> _GOAL OF THE EXERCISE_:
Whenever a line in the following entries includes "from", tally it. Report nothing except the final count.

═══ DATASET CONTENT ═══

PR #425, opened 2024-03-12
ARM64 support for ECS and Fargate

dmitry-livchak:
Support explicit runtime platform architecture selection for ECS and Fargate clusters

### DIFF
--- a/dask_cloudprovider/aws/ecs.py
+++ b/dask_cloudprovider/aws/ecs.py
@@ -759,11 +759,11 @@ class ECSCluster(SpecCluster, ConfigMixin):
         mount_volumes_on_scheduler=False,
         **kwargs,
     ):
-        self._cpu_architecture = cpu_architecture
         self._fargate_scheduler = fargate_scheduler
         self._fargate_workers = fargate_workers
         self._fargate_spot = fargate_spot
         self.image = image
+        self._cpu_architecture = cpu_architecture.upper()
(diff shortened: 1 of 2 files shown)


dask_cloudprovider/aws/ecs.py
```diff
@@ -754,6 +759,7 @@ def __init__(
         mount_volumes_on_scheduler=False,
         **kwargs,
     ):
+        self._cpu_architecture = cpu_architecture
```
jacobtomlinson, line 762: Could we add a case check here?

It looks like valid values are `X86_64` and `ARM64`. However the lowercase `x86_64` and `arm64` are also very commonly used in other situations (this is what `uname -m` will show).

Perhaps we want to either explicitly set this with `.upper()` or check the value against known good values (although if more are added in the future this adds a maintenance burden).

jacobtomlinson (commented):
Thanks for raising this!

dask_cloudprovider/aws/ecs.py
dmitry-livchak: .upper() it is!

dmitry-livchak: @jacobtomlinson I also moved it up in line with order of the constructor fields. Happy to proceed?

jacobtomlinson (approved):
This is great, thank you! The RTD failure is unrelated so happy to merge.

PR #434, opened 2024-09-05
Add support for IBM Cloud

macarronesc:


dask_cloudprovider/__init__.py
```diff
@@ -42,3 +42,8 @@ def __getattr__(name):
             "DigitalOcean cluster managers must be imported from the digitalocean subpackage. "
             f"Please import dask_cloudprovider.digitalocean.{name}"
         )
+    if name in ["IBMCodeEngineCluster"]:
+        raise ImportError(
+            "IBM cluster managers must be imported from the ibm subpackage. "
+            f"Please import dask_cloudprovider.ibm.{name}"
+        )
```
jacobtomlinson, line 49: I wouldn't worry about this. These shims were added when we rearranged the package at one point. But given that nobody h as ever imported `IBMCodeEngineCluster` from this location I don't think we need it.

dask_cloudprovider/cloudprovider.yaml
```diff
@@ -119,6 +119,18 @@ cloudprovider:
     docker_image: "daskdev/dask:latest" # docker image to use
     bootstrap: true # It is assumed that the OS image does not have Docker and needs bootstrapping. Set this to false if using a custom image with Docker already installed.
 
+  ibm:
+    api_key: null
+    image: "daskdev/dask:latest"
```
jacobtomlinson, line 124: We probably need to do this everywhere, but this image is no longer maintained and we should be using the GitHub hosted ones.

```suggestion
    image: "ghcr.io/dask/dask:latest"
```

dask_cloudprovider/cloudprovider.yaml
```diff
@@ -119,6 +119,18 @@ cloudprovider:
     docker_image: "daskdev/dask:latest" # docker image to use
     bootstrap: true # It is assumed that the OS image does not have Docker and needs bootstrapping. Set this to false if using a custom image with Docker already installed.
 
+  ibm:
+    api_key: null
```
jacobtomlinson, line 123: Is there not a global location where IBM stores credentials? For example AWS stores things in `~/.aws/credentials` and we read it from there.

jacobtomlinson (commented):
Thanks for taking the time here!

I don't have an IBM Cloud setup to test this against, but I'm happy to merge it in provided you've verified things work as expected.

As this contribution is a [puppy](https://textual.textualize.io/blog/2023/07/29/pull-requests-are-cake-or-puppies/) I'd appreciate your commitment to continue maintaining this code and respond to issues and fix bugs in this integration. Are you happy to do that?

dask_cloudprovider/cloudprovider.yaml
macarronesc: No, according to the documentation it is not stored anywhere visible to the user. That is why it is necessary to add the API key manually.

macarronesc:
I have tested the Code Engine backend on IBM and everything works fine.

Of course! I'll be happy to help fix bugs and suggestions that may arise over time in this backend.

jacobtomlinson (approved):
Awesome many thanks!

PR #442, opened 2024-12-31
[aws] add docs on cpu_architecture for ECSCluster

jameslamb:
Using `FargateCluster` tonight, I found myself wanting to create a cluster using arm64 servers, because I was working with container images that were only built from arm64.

═══
═══ DATASET CONTENT ═══

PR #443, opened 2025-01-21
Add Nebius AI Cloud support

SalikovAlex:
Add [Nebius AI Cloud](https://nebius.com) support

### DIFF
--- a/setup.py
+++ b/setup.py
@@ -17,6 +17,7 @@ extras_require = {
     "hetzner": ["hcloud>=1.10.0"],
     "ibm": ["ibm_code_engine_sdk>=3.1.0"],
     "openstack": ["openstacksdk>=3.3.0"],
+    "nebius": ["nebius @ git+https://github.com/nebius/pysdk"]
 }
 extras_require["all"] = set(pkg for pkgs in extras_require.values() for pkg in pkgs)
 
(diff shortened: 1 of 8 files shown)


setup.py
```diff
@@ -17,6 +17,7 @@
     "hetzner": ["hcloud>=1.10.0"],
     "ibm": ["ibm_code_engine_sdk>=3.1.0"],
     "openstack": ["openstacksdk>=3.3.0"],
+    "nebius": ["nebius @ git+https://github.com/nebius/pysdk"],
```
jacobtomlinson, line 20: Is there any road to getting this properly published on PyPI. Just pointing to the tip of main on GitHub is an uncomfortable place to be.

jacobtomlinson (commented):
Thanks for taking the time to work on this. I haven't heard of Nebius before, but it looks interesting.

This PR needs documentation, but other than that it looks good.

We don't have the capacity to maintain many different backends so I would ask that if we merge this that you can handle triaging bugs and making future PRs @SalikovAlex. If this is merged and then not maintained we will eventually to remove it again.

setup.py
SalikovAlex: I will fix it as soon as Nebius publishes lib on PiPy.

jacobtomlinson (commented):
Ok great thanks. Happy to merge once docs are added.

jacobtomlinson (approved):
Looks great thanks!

═══
═══ DATASET CONTENT ═══

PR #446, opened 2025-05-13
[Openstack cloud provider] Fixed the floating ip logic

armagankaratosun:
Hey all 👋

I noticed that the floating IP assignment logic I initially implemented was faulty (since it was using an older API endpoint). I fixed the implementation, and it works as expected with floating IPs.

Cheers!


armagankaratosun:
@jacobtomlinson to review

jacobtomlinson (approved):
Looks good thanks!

═══

> _RESULT_:
5